Single and double precision for the accuracy of statistics

Dear all,

There is a paper studied the use of single and double precision arithmetic for simulation accuracy. The results in this paper suggest that single precision arithmetic is sufficient.

However, most comparisons are based on low-order statistics, such as velocity. I wonder whether the precision has a significant impact on the accuracy of high-order statistics (the Reynolds stress, for example). Is there any related work?
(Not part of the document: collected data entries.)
PR #1425, opened 2021-01-01
Add a spin-until-initialized to messenger_test to avoid races.

### LINKED ISSUE #1319: jumbotest_messenger_messenger_test timesout on jenkins
# jumbotest_messenger_messenger_test timesout on jenkins

## Summary
http://jenkins.db.cs.cmu.edu:8080/blue/organizations/jenkins/terrier/detail/master/791/tests
It seems that the test times out. Potentially due to deadlock or other hangup.

## Environment

**OS**: Ubuntu 20.04 (LTS)

**Compiler**: GCC 9.3 release

lmwnshn:
# Heading

Add a spin-until-initialized to messenger_test to avoid races.

## Description

Fix #1319 (I think).

Previously, it was possible in `BasicListenTest` for the replica to try to connect to the primary before the primary had opened an additional listening channel on port 8030.

This adds a dirty spin-on-shared-memory-until-things-are-ready hack. In general, I'm not too happy with how testing multiple processes in C++ works -- forking more than one child means that you lose the debugger autoattach (though you can still manually attach), coordinating between the processes is not so good either.

## Future work

I notice that I can't seem to set the SO_REUSEADDR property on the zeromq sockets.
The `DirtySleep` gets around that by waiting for what should be long enough for the test to work without address reuse.

### DIFF
--- a/test/messenger/messenger_test.cpp
+++ b/test/messenger/messenger_test.cpp
@@ -79,8 +79,8 @@ class MessengerTests : public TerrierTest {
     return db_main;
   }
 
-  /** A dirty hack that sleeps for a little while so that sockets can clean up. */
-  static void DirtySleep() { std::this_thread::sleep_for(std::chrono::seconds(5)); }
+  /** A dirty hack that sleeps for a little while so that sockets can wake up and clean up. */
+  static void DirtySleep() { std::this_thread::sleep_for(std::chrono::seconds(2)); }
 };
 
 // NOLINTNEXTLINE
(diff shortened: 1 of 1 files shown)


malin1993ml:
This looks reasonable but I'm wondering how about the `modeling_test`? Does that test time out for the same reason?

lmwnshn:
Don't think so. That seems to be a separate issue where the environment has leftover stuff from previous runs. I haven't looked into the kill_server etc scripts much, I've seen it hang there before too.

malin1993ml:
I see!

malin1993ml (approved):
LGTM.

jasonbak:
4d5f2680-4043-11eb-82b8-77d585223466

this is a straight banger. get this shit in prod right now. bless up🙏

PR #1426, opened 2021-01-04
Self-Driving Index/Knob Actions

malin1993ml:
This PR contains the code to generate candidate actions for self-driving planning. The main classes that the pilot will directly call are `ChangeKnobActionGenerator` and `IndexActionGenerator`. Actions should be applied with the SQL command by the `GetSQLCommand()` method in `AbstractAction`. You can reference the tests for their usage.


src/self_driving/pilot/action/change_knob_action.cpp
```diff
@@ -10,7 +10,9 @@ const std::string &ChangeKnobAction<T>::GetSQLCommand() {
   sql_command_ = "SET " + param_name_ + " ";
```
apavlo: Random thought: Should we have a strong typedef for SQL string instead of just using `std::string`?

src/include/self_driving/pilot/action/change_knob_action_generator.h
```diff
@@ -19,6 +19,7 @@ class AbstractAction;
  * Generate change knob candidate actions
  */
 class ChangeKnobActionGenerator {
```
apavlo, line 22: I feel like there should be an `AbstractGenerator` class. These can then go into a `generators` sub-directory.

apavlo (commented):
Minor comments.

src/self_driving/pilot/action/change_knob_action.cpp
malin1993ml: Sounds reasonable. I can add that.

src/include/self_driving/pilot/action/change_knob_action_generator.h
malin1993ml: Sure! I'll do the refactor.

src/self_driving/pilot/action/change_knob_action.cpp
malin1993ml: Eh I tried that but our strong typedef does not support string types: https://github.com/cmu-db/noisepage/blob/master/src/include/common/strong_typedef.h#L79

17zhangw (approved):
Generally LGTM! Just two small nits.

PR #1428, opened 2021-01-09
CPU Frequency Modeling Augmentation

17zhangw:
## Description
PR provides a framework for recording hardware context. Initially, we only record the `cpu frequency` (as recorded when the `execution::CpuInfo` is initialized as opposed to per-metric). However, this can be augmented in the future to capture other hardware context for modeling as needed.


malin1993ml (approved):
LGTM!

PR #1433, opened 2021-01-14
Monte Carlo Search Tree for action selection based on forecasted queries

rabbit721:
# Monte Carlo Search Tree

## Description

-  Created `MonteCarloSearchTree` that performs best action selection
-  Created `TreeNode` that records the cost and action applied so far
-  Added functions in PilotUtil to generate query plan from queries, compute the cost of query execution, and apply actions to relevant databases


malin1993ml (changes requested):
I think the overall structure is good! Thanks for the work! Please see my comments for the changes. You also need to merge PR #1445 to get some additional information in `AbstractAction`. And I added the "ready-for-ci" label for your PR so you also need to pass the CI checks.

src/self_driving/pilot/mcst/tree_node.cpp
```diff
@@ -0,0 +1,133 @@
...
+  for (auto &child : children_)
+    highest = std::max(child->cost_, highest);
+
+  // sample based on cost and num of visits of children
+  std::vector<common::ManagedPointer<TreeNode>> selected_children, out;
+  uint64_t best_value = 0;
+  for (auto &child : children_) {
+    auto child_obj = std::pow((highest + EPSILON) / (child->cost_ + EPSILON), 2) +
+                     std::sqrt(2 * std::log(number_of_visits_) / child->number_of_visits_ );
+    if (child_obj > best_value) {
```
malin1993ml, line 57: Oh forgot to mention this one, which is actually important:  we shouldn't directly pick the child with the highest objective. Instead, we should really *sample* from all the children using their objectives as the probability distribution. This way we don't need the tiebreaker either.

src/self_driving/pilot/mcst/tree_node.cpp
```diff
@@ -0,0 +1,133 @@
...
+  // compute max of children's cost
+  uint64_t highest = 0;
+  for (auto &child : children_)
+    highest = std::max(child->cost_, highest);
+
+  // sample based on cost and num of visits of children
+  std::vector<common::ManagedPointer<TreeNode>> selected_children, out;
+  uint64_t best_value = 0;
+  for (auto &child : children_) {
+    auto child_obj = std::pow((highest + EPSILON) / (child->cost_ + EPSILON), 2) +
```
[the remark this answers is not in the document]
rabbit721: This was adopted from the original one suggested here that uses the fraction of wins instead of the square of the inverse of normalized cost: 
https://en.wikipedia.org/wiki/Monte_Carlo_tree_search#Exploration_and_exploitation.

I was intending to use the square to favor smaller costs, but it's pretty flexible.

src/self_driving/pilot_util.cpp
```diff
@@ -65,7 +199,6 @@ const std::list<metrics::PipelineMetricRawData::PipelineData> &PilotUtil::Collec
           common::ManagedPointer(accessor), exec_settings, metrics_manager);
 
       exec_ctx->SetParams(common::ManagedPointer<const std::vector<parser::ConstantValueExpression>>(&params));
-
       execution::compiler::ExecutableQuery::query_identifier.store(qid);
       auto exec_query = execution::compiler::CompilationContext::Compile(*out_plan, exec_settings, accessor.get(),
```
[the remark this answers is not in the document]
rabbit721: Would it also work if we also reuse the `exec_ctx` and in the inner for loop only have only [`exec_ctx->SetParams`](https://github.com/cmu-db/noisepage/blob/5707742eb1264105c4d301c847248659517f46df/src/self_driving/pilot_util.cpp/#L201) and [`exec_query->Run`](https://github.com/cmu-db/noisepage/blob/5707742eb1264105c4d301c847248659517f46df/src/self_driving/pilot_util.cpp/#L205)?

I was using the assumption that we have pipeline data for the same query id nearby in pipeline metrics recorded and `pipeline_qids` recorded to adjust the qids [here](https://github.com/cmu-db/noisepage/blob/5707742eb1264105c4d301c847248659517f46df/src/self_driving/pilot_util.cpp/#L294-298). It was made quite implicit as a post-processing step since making a new copy of all pipeline metrics with the qids fixed directly here in [CollectPipelineFeatures](https://github.com/cmu-db/noisepage/blob/5707742eb1264105c4d301c847248659517f46df/src/self_driving/pilot_util.cpp/#L151) seem like too much effort.

src/self_driving/pilot/mcst/tree_node.cpp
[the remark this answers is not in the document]
malin1993ml: Got it! Could you document this as well?

src/self_driving/pilot_util.cpp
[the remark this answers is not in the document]
malin1993ml: Got it. But I still think that if you execute multiple sets of parameters for the same query template without reusing the `ExecutableQuery`, this won't really work because you only record one qid [here](https://github.com/cmu-db/noisepage/blob/5707742eb1264105c4d301c847248659517f46df/src/self_driving/pilot_util.cpp/#L176).

I think reusing `ExecutableQuery` should solve this problem. And you do need to create the `exec_ctx` for each query execution because there's specific information for single query execution in the `exec_ctx`, such as some memory allocators.

src/self_driving/pilot/mcst/tree_node.cpp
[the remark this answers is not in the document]
rabbit721: Sure!

src/self_driving/pilot/pilot.cpp
```diff
@@ -38,11 +40,27 @@ void Pilot::PerformPlanning() {
...
+                                          end_segment_index);
+  mcst.BestAction(simulation_number_, best_action_seq);
+
+  PilotUtil::ApplyAction(common::ManagedPointer(this), best_action_seq->begin()->first,
+                         best_action_seq->begin()->second);
+}
+
+void Pilot::ExecuteForecast(std::map<std::pair<execution::query_id_t, execution::pipeline_id_t>,
+                                     std::vector<std::vector<std::vector<double>>>> *pipeline_to_prediction,
+                            uint64_t start_segment_index, uint64_t end_segment_index) {
```
malin1993ml, line 63: Can we add some documentation to this function?

src/self_driving/pilot_util.cpp
```diff
@@ -12,19 +12,148 @@
...
+#include "self_driving/modeling/operating_unit.h"
 #include "self_driving/pilot/pilot.h"
+#include "settings/settings_manager.h"
 #include "traffic_cop/traffic_cop_util.h"
 #include "transaction/transaction_manager.h"
 
 namespace noisepage::selfdriving {
 
+void PilotUtil::ApplyAction(common::ManagedPointer<Pilot> pilot, const std::string &sql_query,
+                            catalog::db_oid_t db_oid) {
```
malin1993ml, line 33: Add some documentation to this function as well. In general, if the function is not super simple, we should always document the code logic along the way. So that other people (other than you and me) who happen to need to touch this function can know what's going on.

src/self_driving/pilot_util.cpp
```diff
@@ -115,13 +241,31 @@ void PilotUtil::InferenceWithFeatures(
     }
     inference_result.emplace(ou_map_it.first, res.first);
   }
+
+  // populate pipeline_to_prediction using pipeline_to_ou_position and inference_result
+  std::vector<std::vector<double>> ppl_res;
```
malin1993ml, line 247: nit: `ppl_res`->`pipeline_result`. Change other `ppl` in this function to `pipeline` as well. In general, avoid abbreviation if it's not super long.

src/self_driving/pilot_util.cpp
```diff
@@ -115,13 +241,31 @@ void PilotUtil::InferenceWithFeatures(
...
+  for (auto ppl_to_ou : pipeline_to_ou_position) {
+    for (auto ou_it : std::get<2>(ppl_to_ou)) {
+      ppl_res.push_back(inference_result.at(ou_it.first)[ou_it.second]);
```
malin1993ml, line 250: Document what's being pushed.

src/self_driving/pilot_util.cpp
```diff
@@ -115,13 +241,31 @@ void PilotUtil::InferenceWithFeatures(
...
+    }
+    auto ppl_key = std::make_pair(std::get<0>(ppl_to_ou), std::get<1>(ppl_to_ou));
+    if (pipeline_to_prediction->find(ppl_key) == pipeline_to_prediction->end()) {
+      pipeline_to_prediction->emplace(ppl_key, std::vector<std::vector<std::vector<double>>>());
```
malin1993ml, line 254: Document what's being pushed. Since `pipeline_to_prediction` is a bit complex it may be difficult to understand.

src/self_driving/pilot_util.cpp
```diff
@@ -115,13 +241,31 @@ void PilotUtil::InferenceWithFeatures(
...
+    pipeline_to_prediction->at(ppl_key).emplace_back(std::move(ppl_res));
+  }
 }
 
 void PilotUtil::GroupFeaturesByOU(
     std::list<std::tuple<execution::query_id_t, execution::pipeline_id_t,
                          std::vector<std::pair<ExecutionOperatingUnitType, uint64_t>>>> *pipeline_to_ou_position,
+    const std::vector<execution::query_id_t> &pipeline_qids,
     const std::list<metrics::PipelineMetricRawData::PipelineData> &pipeline_data,
     std::unordered_map<ExecutionOperatingUnitType, std::vector<std::vector<double>>> *ou_to_features) {
```
malin1993ml, line 265: Document this function as well.

src/self_driving/pilot_util.cpp
```diff
@@ -12,19 +12,149 @@
...
+        db_oid, common::ManagedPointer(txn), callback, out_plan->GetOutputSchema().Get(),
+        common::ManagedPointer(accessor), exec_settings, pilot->metrics_thread_->GetMetricsManager());
+
+    exec_query->Run(common::ManagedPointer(exec_ctx), execution::vm::ExecutionMode::Interpret);
+    std::this_thread::sleep_for(std::chrono::seconds(1));
+    txn_manager->Commit(txn, transaction::TransactionUtil::EmptyCallback, nullptr);
+  }
+}
+
+std::unique_ptr<planner::AbstractPlanNode> PilotUtil::GetOutPlan(
```
malin1993ml, line 72: nit: rename to `GenerateQueryPlan`

src/self_driving/pilot_util.cpp
```diff
@@ -12,19 +12,149 @@
...
+      plan_vecs->emplace_back(std::move(out_plan));
+    }
+  }
+  txn_manager->Abort(txn);
+}
+
+uint64_t PilotUtil::ComputeCost(common::ManagedPointer<Pilot> pilot, common::ManagedPointer<WorkloadForecast> forecast,
+                                uint64_t start_segment_index, uint64_t end_segment_index) {
+  // Compute cost as average latency of queries weighted by their num of exec
+  // Keep track of the ou inference results (a vector of doubles) for each ous associated with the pipeline
```
malin1993ml, line 117: nit: First explain the map first: maps *** to ***. Then explain the meaning of the value (the vector). Otherwise, it may be a bit confusing.

src/self_driving/pilot_util.cpp
```diff
@@ -132,11 +277,21 @@ void PilotUtil::GroupFeaturesByOU(
...
+      ou_it.GetAllAttributes(&predictors);
       ou_to_features->at(ou_it.GetExecutionOperatingUnitType()).push_back(predictors);
     }
-    pipeline_to_ou_position->emplace_back(data_it.query_id_, data_it.pipeline_id_, std::move(ou_positions));
+
+    if (data_it.query_id_ != prev_qid) {
+      pipeline_idx += 1;
+      prev_qid = data_it.query_id_;
+    }
+    SELFDRIVING_LOG_INFO(fmt::format("Fixed qid: {}; ppl_id: {}", static_cast<uint>(pipeline_qids.at(pipeline_idx)),
```
malin1993ml, line 291: This should be `LOG_TRACE` after you finish debugging.

src/self_driving/pilot/pilot.cpp
```diff
@@ -38,11 +40,27 @@ void Pilot::PerformPlanning() {
...
 
-void Pilot::ExecuteForecast() {
+void Pilot::ActionSearch(std::vector<std::pair<const std::string, catalog::db_oid_t>> *best_action_seq) {
+  auto num_segs = forecast_->GetNumberOfSegments();
+  auto end_segment_index = std::min(action_planning_horizon_ - 1, num_segs - 1);
+  std::vector<std::unique_ptr<planner::AbstractPlanNode>> plans;
+  PilotUtil::GetQueryPlans(common::ManagedPointer(this), common::ManagedPointer(forecast_), end_segment_index, &plans);
+  auto mcst = pilot::MonteCarloTreeSearch(common::ManagedPointer(this), common::ManagedPointer(forecast_), plans,
+                                          end_segment_index);
+  mcst.BestAction(simulation_number_, best_action_seq);
```
malin1993ml, line 55: For now, print out information (e.g., which interval, the SQL string) about the selected actions with `LOG_INFO`.

src/self_driving/pilot_util.cpp
```diff
@@ -36,49 +166,45 @@ const std::list<metrics::PipelineMetricRawData::PipelineData> &PilotUtil::Collec
...
+        common::ManagedPointer(&(forecast->query_id_to_param_types_[qid])), common::ManagedPointer(stmt_list), db_oid,
+        pilot->stats_storage_, forecast->optimizer_timeout_);
 
+    execution::compiler::ExecutableQuery::query_identifier.store(qid);
+    auto exec_query = execution::compiler::CompilationContext::Compile(*out_plan, exec_settings, accessor.get(),
+                                                                       execution::compiler::CompilationMode::OneShot);
+    pipeline_qids->push_back(qid);
+    for (auto &params : forecast->query_id_to_params_[qid]) {
       auto exec_ctx = std::make_unique<execution::exec::ExecutionContext>(
           db_oid, common::ManagedPointer(txn), callback, out_plan->GetOutputSchema().Get(),
```
malin1993ml, line 196: Actually, we need to create a new transaction for each query and then abort the transaction right away as well. Forgot to mention that before. The `ExecutableQuery` can be reused across transactions. But the original transaction that creates the `ExecutableQuery` also needs to be aborted.

malin1993ml (changes requested):
The changes look good! I mostly just have some documentation requests. Also, the CI failure needs to be fixed.

src/include/self_driving/forecast/workload_forecast.h
```diff
@@ -42,7 +53,7 @@ class WorkloadForecast {
   uint64_t num_sample_{5};
 
   std::vector<WorkloadForecastSegment> forecast_segments_;
-  uint64_t num_forecast_segment_{0};
+  uint64_t num_forecast_segment_;
   uint64_t forecast_interval_;
   uint64_t optimizer_timeout_{10000000};
```
malin1993ml, line 58: Our convention is to use Getters and Setters for **all** member variable access unless it's a super simple data struct. This can give us control on whether the member is changeable, whether there should be any validation check before updating a member, etc. And for read-only access, we generally use a Getter with **const reference**. Could you refactor the access to all the members in `WorkloadForecast` with Getters?

src/include/self_driving/forecast/workload_forecast.h
```diff
@@ -25,8 +28,16 @@ class WorkloadForecast {
...
+  /**
+   * Get number of forecasted segments
+   * @return number of forecasted segments
+   */
+  uint64_t GetNumberOfSegments() { return num_forecast_segment_; }
+
  private:
   friend class PilotUtil;
+  friend class Pilot;
+  friend class pilot::MonteCarloTreeSearch;
```
malin1993ml, line 40: You can still keep the friend class if you want to restrict the Getters/Setters to a few specific classes, but don't use friend class as a way to access private members.

src/include/self_driving/forecast/workload_forecast_segment.h
```diff
@@ -21,6 +24,7 @@ class WorkloadForecastSegment {
 
  private:
   std::unordered_map<execution::query_id_t, uint64_t> id_to_num_exec_;
+  friend class PilotUtil;
```
malin1993ml, line 27: Same here, use a Getter that returns a const reference.

src/self_driving/pilot/pilot.cpp
```diff
@@ -38,11 +40,27 @@ void Pilot::PerformPlanning() {
...
 }
 
-void Pilot::ExecuteForecast() {
+void Pilot::ActionSearch(std::vector<std::pair<const std::string, catalog::db_oid_t>> *best_action_seq) {
+  auto num_segs = forecast_->GetNumberOfSegments();
+  auto end_segment_index = std::min(action_planning_horizon_ - 1, num_segs - 1);
+  std::vector<std::unique_ptr<planner::AbstractPlanNode>> plans;
+  PilotUtil::GetQueryPlans(common::ManagedPointer(this), common::ManagedPointer(forecast_), end_segment_index, &plans);
+  auto mcst = pilot::MonteCarloTreeSearch(common::ManagedPointer(this), common::ManagedPointer(forecast_), plans,
+                                          end_segment_index);
```
malin1993ml, line 54: I just realized another thing when I was testing the pilot against a workload with potential indexing actions. So when we get these plans with `GetQueryPlans`, we actually need to make sure that the transaction has not committed/aborted when we call `IndexActionGenerator().GenerateActions`. There're some transactional states that the action generator needs to use because of the current system implementation. So we need to push `GetQueryPlans` into `MonteCarloTreeSearch`, and pass a created `TransactionContext` into `GetQueryPlans`, and only abort that transaction after we have generated all the actions.

malin1993ml (changes requested):
Some additional changes.

src/self_driving/pilot_util.cpp
rabbit721: Sure, I put it in the header file.

src/self_driving/pilot_util.cpp
rabbit721: Sure, I have put it in the header file

src/self_driving/pilot_util.cpp
```diff
@@ -12,19 +12,149 @@
...
+
+void PilotUtil::GetQueryPlans(common::ManagedPointer<Pilot> pilot, common::ManagedPointer<WorkloadForecast> forecast,
+                              uint64_t end_segment_index,
+                              std::vector<std::unique_ptr<planner::AbstractPlanNode>> *plan_vecs) {
+  auto txn_manager = pilot->txn_manager_;
+  auto catalog = pilot->catalog_;
+  transaction::TransactionContext *txn = txn_manager->BeginTransaction();
+
+  for (auto idx = 0; idx <= end_segment_index; idx++) {
+    for (auto &it : forecast->forecast_segments_[idx].id_to_num_exec_) {
```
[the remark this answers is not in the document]
rabbit721: I see, but I think we would want to avoid getting query plans beyond the action planning horizon?

src/self_driving/pilot_util.cpp
malin1993ml: Eh, I was actually referring to the code logic in the cpp file. It's good to add a little bit of explanation along with the code so it's easier for others to understand if they ever need to refactor the implementation.

src/self_driving/pilot_util.cpp
malin1993ml: Same here. I was actually referring to the code logic of the function implementation in the cpp file.

src/self_driving/pilot_util.cpp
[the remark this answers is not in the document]
malin1993ml: Emm you're actually correct. Then maybe we should use a `set` to main the unique query ids up to the planning horizon.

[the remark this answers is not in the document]
rabbit721: Got it, that makes sense, thanks!

malin1993ml (approved):
LGTM! Thanks for the great work!

malin1993ml:
I don't think the performance decrease is real because this part of the code is not even invoked in any performance tests.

The reason I put forward this question is that statistical errors may still exist in high-order statistics, even though low-order statistics agree well with high-fidelity results. See this paper, please.

Best regards.

As with so many things in CFD, the answer is that it depends. With single precision you have an epsilon of 2^{-24}, and for double precision you have 2^{-53}. What this means is that as you accumulate, with double precision, the number of accumulations that can be made before a fixed error occurs is significantly higher.

To calculate the reynolds stresses, or the energy bugdet in general you end up needing terms like avg-uu = u*u and avg-uuu = u*u*u. When calculating u^2 the relative error is 2\epsilon, and so not only is the absolute error amplifified by the u^2 but it also is twice as big. What this aims to show is that when you then accumulate u^2, your error can quickly become of the order of u when working at single precision. But this will really depend on how long you need to average.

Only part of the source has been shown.